An- and cation exchange chromatography was performed to further reduce the concentration of salts and minerals. It was previously shown that this method was successful in removing salt ions and other undesirable compounds and obtaining purified fractions of specific compounds such as lactic acid [66,67,68,69,70]. The anion exchange resin was more efficient in reducing the concentrations of sulphate, phosphates and nitrate, showing statistically significant differences (1.36 ± 0.01 mg/L PO43—P vs. the initial content of 58.58 ± 0.50 mg/L PO43—P; 24.3 ± 0.04 mg/L SO42− vs. the initial content of 80.82 ± 0.50 mg/L SO42−). Dupoiron et al. showed that a weak anion exchange resin (Amberlyst A2) was successful in removing carbohydrate fractions, chlorides and other anions such as sulfates and phosphates from ferulic acid contained in wheat bran, due to the resin strong affinity for OH- [71].

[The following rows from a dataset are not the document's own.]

PR #294, opened 2022-08-20
Add infrastructure to handle reset button process

rasky:
Currently, libdragon just shows a crash screen as soon as the reset button is pressed.

This PR implements a general infrastructure to handle reset button handling:

  * Ability to register a handler when the reset is triggered (register_reset_handler)
  * Ability to just poll for the reset button (exception_reset_time)

Moreover, it hooks this up in the audio system as follows:

 * audio.c: avoid scheduling new buffers if they'd be truncated by the reset signal
 * mixer.c: perform a fadeout during reset

### DIFF
--- a/include/exception.h
+++ b/include/exception.h
@@ -105,6 +105,21 @@ typedef struct
     volatile reg_block_t* regs;
 } exception_t;
 
+
+/** 
+ * @brief Guaranteed length of the reset time.
+ * 
+ * This is the guaranteed length of the reset time, that is the time
+ * that goes between the user pressing the reset button, and the CPU actually
+ * resetting. See #exception_reset_time for more details.
+ * 
+ * @note The general knowledge about this is that the reset time should be
+ *       500 ms. Testing on different consoles show that, while most seem to
+ *       reset after 500 ms, a few EU models reset after 200ms. So we define
+ *       the timer shorter for greater compatibility.
+ */
+#define RESET_TIME_LENGTH      TICKS_FROM_MS(200)
+
 /** @} */
 
 #ifdef __cplusplus
@@ -113,6 +128,9 @@ extern "C" {
 
 void register_exception_handler( void (*cb)(exception_t *) );
 void exception_default_handler( exception_t* ex );
+
+void register_reset_handler( void (*cb)(void) );
+uint32_t exception_reset_time( void );
 
 #ifdef __cplusplus
 }
--- a/src/audio/mixer.c
+++ b/src/audio/mixer.c
@@ -13,6 +13,7 @@
 #include "samplebuffer.h"
 #include "audio.h"
 #include "n64sys.h"
+#include "exception.h"
 #include <memory.h>
 #include <stdlib.h>
 #include <math.h>
@@ -631,11 +632,23 @@ static void mixer_exec(int32_t *out, int num_samples) {
 		settings->rvol[ch] = rvol32[ch];
 	}
 
+	// Check if we the user pressed RESET. If so, we can apply
+	// a simple global volume ramp to fade out the volume.
+	// This is just a user-level feature. audio.c will truncate
+	// DMA transfers to AI anyway.
+	float gvol = Mixer.vol;
+	uint32_t reset_time = exception_reset_time();
+	if (reset_time) {
+		const float FADE_OUT_TIME = (float)RESET_TIME_LENGTH / TICKS_PER_SECOND;
+		float elapsed = (float)reset_time / TICKS_PER_SECOND;
+		gvol *= (FADE_OUT_TIME - MIN(elapsed, FADE_OUT_TIME)) / FADE_OUT_TIME;
+	}
+
 	uint32_t t0 = TICKS_READ();
 
 	rspq_highpri_begin();
 	rspq_write(__mixer_overlay_id, 0,
-		(((uint32_t)MIXER_FX16(Mixer.vol)) & 0xFFFF),
+		(((uint32_t)MIXER_FX16(gvol)) & 0xFFFF),
 		(num_samples << 16) | Mixer.num_channels,
 		PhysicalAddr(out),
 		PhysicalAddr(&Mixer.ucode_settings));
--- a/src/exception.c
+++ b/src/exception.c
@@ -6,7 +6,8 @@
 #include "exception.h"
 #include "console.h"
 #include "n64sys.h"
-
+#include "debug.h"
+#include "regsinternal.h"
 #include <stdio.h>
 #include <string.h>
 #include <stdlib.h>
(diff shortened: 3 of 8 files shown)


include/exception.h
```diff
@@ -105,6 +105,21 @@ typedef struct
...
+/** 
+ * @brief Guaranteed length of the reset time.
+ * 
+ * This is the guaranteed length of the reset time, that is the time
+ * that goes between the user pressing the reset button, and the CPU actually
+ * resetting. See #exception_reset_time for more details.
+ * 
+ * @note The general knowledge about this is that the reset time should be
+ *       500 ms. Testing on different consoles show that, while most seem to
+ *       reset after 500 ms, a few EU models reset after 200ms. So we define
```
anacierdem, line 118: Is the timer on the console or the cartridge? I remember a discussion about it being implemented on the CIC chip. If your dev cartridges are using 3rd party chips that implement the timer differently, it might be only like this for your carts.

rasky: I think this is pending further investigations, there are many question marks. I myself don't fully believe this but it is what has been measured. 

This PR has been pending these investigations for a long time, and I don't know when they will be done. Meanwhile, the reset handling on trunk is broken (we show an exception screen).

My suggestion is to go through with this as-is and then we can change this specific macro once we fully understand the situation. Meanwhile we can grow code that does the right thing, using this macro for calculations so that it will adapt to new discoveries.

If you prefer I can change this to 500 and ignore the findings until we better frame them.

anacierdem: Anything under 500ms is safe so we can continue as is 👍🏼 I can review the code in general soon but on a quick glance it all looks good.

rasky:
Followup required to better handle reset:

 * Stop rumble (or the rumble will stay on after reset)
 * Make sure VI Y scaling is set to 0x400 (or the VI will not work after reset)

src/exception.c
```diff
@@ -281,16 +289,97 @@ void __onCriticalException(volatile reg_block_t* regs)
...
+}
 
-	__fetch_regs(&e, EXCEPTION_TYPE_RESET, regs);
-	__exception_handler(&e);
+/** 
+ * @brief Check whether the RESET button was pressed and how long we are into
+ *        the reset process.
+ * 
+ * This function returns how many ticks have elapsed since the user has pressed
+ * the RESET button, or 0 if the user has not pressed it.
```
anacierdem, line 337: Does the counter start when the button is pressed or released? I remember you provided a test rom at some point but I don't remember the behavior RN. Maybe we can include that small piece of information as well.

src/exception.c
```diff
@@ -281,16 +289,97 @@ void __onCriticalException(volatile reg_block_t* regs)
...
+ * 
+ * It can be used by user code to perform actions during the RESET
+ * process (see #register_reset_handler). It is also possible to simply
+ * poll this value to check at any time if the button has been pressed or not.
```
anacierdem, line 341: In that case we would expect a larger than 0 value right? Being able to call this without an actual reset feels a little weird to me. Would making the initial value -1 (thus changing this to an int) make sense to detect via polling? Or maybe I'm overthinking...

src/exception.c
```diff
@@ -281,16 +289,97 @@ void __onCriticalException(volatile reg_block_t* regs)
...
+ * @brief Respond to a reset exception.
+ * 
+ * Calls the handlers registered by #register_reset_handler.
+ */
+void __onResetException( volatile reg_block_t* regs )
+{
+	/* This function will be called many times becuase there is no way
+	   to acknowledge the pre-NMI interrupt. So make sure it does nothing
+	   after the first call. */
+	if (__prenmi_tick) return;
```
anacierdem, line 377: It is theoretically possible to write a 0 ticks so this may execute the callbacks more than one. Not very important or critical but maybe another reason for a negative initial value?

src/inthandler.S
```diff
@@ -177,13 +177,21 @@ interrupt:
...
+	# stay pending in CR. Let's disable it in SR to avoid
+	# looping here. If another unrelated interrupt triggers, 
+	# CR will still have 0x1000 set, but __onResetException will
+	# do nothing after the first call.
+	li t0, ~0x1000
+	lw t1, STACK_SR(sp)
+	and t1, t0
+	sw t1, STACK_SR(sp)
+
+	# Reload cause register and test for other interrupts
```
anacierdem: Why we need a reload now? Honestly I didn't get the later ones as well.

src/audio/mixer.c
```diff
@@ -631,11 +632,23 @@ static void mixer_exec(int32_t *out, int num_samples) {
...
+	// Check if we the user pressed RESET. If so, we can apply
+	// a simple global volume ramp to fade out the volume.
+	// This is just a user-level feature. audio.c will truncate
+	// DMA transfers to AI anyway.
+	float gvol = Mixer.vol;
+	uint32_t reset_time = exception_reset_time();
+	if (reset_time) {
+		const float FADE_OUT_TIME = (float)RESET_TIME_LENGTH / TICKS_PER_SECOND;
+		float elapsed = (float)reset_time / TICKS_PER_SECOND;
+		gvol *= (FADE_OUT_TIME - MIN(elapsed, FADE_OUT_TIME)) * (1.0f / FADE_OUT_TIME);
```
anacierdem: This maybe a little clearer?
```gvol *= (FADE_OUT_TIME - MIN(elapsed, FADE_OUT_TIME)) / FADE_OUT_TIME;```

anacierdem (commented):
Looks good to me, just a few questions primarily for clarification.

src/exception.c
rasky: Done

src/exception.c
rasky: Yeah I know that -1 feels "a bit more" out of band than 0, but practically speaking 0 is out of band too (there is no way to observe a 0 value returned by this function after RESET was pressed), and 0 value is false in C which means that code is a bit more readable IMO.

src/exception.c
rasky: This is a bit difference. I can see the value -1 as return value for exception_reset_time, but __prenmi_tick is a uint32_t returned by TICKS_READ so it cannot be negative, it would not work with macros like TICKS_DISTANCE. 

You have a point that there is 1 possibility in 4 billions that libdragon reads the COP0 count when it is exactly 0, and thus misses the reset event. I have fixed this now by always forcing the last bit to 1 when reading. As a side-effect, this will decrease the reset time by 0.5 cycles on average which has no practical effect.

src/inthandler.S
rasky: It's part of the commit https://github.com/DragonMinded/libdragon/pull/294/commits/a17748a40d177e30aa3eef8af899fe390c544fef. 

There is an explanation there. Basically, on trunk we currently process one interrupt per exception. That is, when an exception fires, we look for which interrupt has triggered; as soon as we find one interrupt, we call the handler, and then exit the exception. If another interrupt was pending, a new exception will immediately retrigger.

This is acceptable for the rare case of two semi-simultaneous interrupts, but once we activate the pre-NMI interrrupt it doesn't work anymore: in fact, pre-NMI cannot be acked and will always trigger. This means that, if the exception handler finds pre-NMI set, process it, and then exit, it will enter a deadlock where an exception is continuously generated.

So we change the exception handler to process all interrupts that it finds set. To do so, after calling a handler, we need to reload the COP0 cause register as the register in which it was stored might have been reused by the handler itself.

src/audio/mixer.c
rasky: Done.

src/inthandler.S
rasky: BTW this is the most scary part of the whole PR, make sure it makes sense :)

danbolt:
I remember noticing the crash screen when issuing an NMI, so this is nice to see!

PR #295, opened 2022-08-22
Batch of small changes

rasky:
Various small changes from the incoming rdpq branch. Flush a bit of stuff to simplify review later.

### DIFF
--- a/doxygen-public.conf
+++ b/doxygen-public.conf
@@ -628,7 +628,7 @@ INLINE_INFO            = YES
 # name. If set to NO, the members will appear in declaration order.
 # The default value is: YES.
 
-SORT_MEMBER_DOCS       = YES
+SORT_MEMBER_DOCS       = NO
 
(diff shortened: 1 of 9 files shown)


doxygen-public.conf
```diff
@@ -628,7 +628,7 @@ INLINE_INFO            = YES
 # name. If set to NO, the members will appear in declaration order.
 # The default value is: YES.
 
-SORT_MEMBER_DOCS       = YES
+SORT_MEMBER_DOCS       = NO
```
anacierdem, line 631: Is our intended order more appropriate?

anacierdem (approved):
Looks good to me, thanks!

doxygen-public.conf
rasky: Yes in general most (all?) header files list functions in some rationale order, and we can correct those which don't. Alphabetical order doesn't seem very useful for a digital format where users will CTRL+F anyway.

Cation concentrations were lowered after the cation exchange, showing statistically significant differences; however, sodium concentrations increased significantly (507.22 ± 38 mg/L). Levels of HMF, furfural and phenols were also reduced during the downstream process (Table 6). Monosaccharide (xylose and arabinose) removal was the most efficient after the activated charcoal adsorption (92%). It was noticed that XOS concentrations registered a slight decrease during the down-streaming process; however, no statistically significant differences were noted.

Table 6

Removal of furfural, HMF and phenols after the down-streaming process.

Parameters		Resins
Parameter	Hydrolysate D Severity Factor 3.53	MN502	AC	A103S	C150S
HMF (mg/L)	9.71 ± 0.02	0.50 ± 0.01	<0.004	0.71 ± 0.01	0.65 ± 0.01
Furfural (mg/L)	139 ± 0.3	2.31 ± 0.1	<0.0124	<0.0124	5.37 ± 0.1
Phenol (mg/L)	16.66 ± 0.02	<0.079	<0.079	<0.079	16.20 ± 0.01
Kresol (mg/L)	<0.058	<0.058	<0.058	<0.058	<0.058
Catechol (mg/L)	<0.027	<0.027	<0.027	<0.027	<0.027
Guajacol (mg/L)	3.81 ± 0.01	<0.008	<0.008	<0.008	<0.008

Finally, it should be noted that the optimization of the downstream processing was not aim of the present work but is certainly needed to create feasible processes.

4. Conclusions

Our work showed that wheat straw could represent a low-cost alternative for production of fermentable sugars and xylo-oligosaccharides with low DP. Among the treatments applied, alkaline and enzymatic treatment with xylanase showed better results in terms of sugar release (glucose, xylose and arabinose) (18 g/L sugars), while XOS were generally released in lower amounts (highest concentration of 1.33 g/L). Refining experiments were carried out to obtain a purified fraction for potential food applications by using anion and cation exchange chromatography. The polymer adsorber resin MN-502 showed efficient removal of salts, cations, phenols and furan derivatives. However, further optimization treatments targeting a more efficient fractioning of the wheat straw are needed to obtain higher XOS yields in a purified form. Therefore, the integrated strategies in sugar-based biorefineries should target maximal sugar recoveries and fractioning processes that facilitate further conversion processes [72].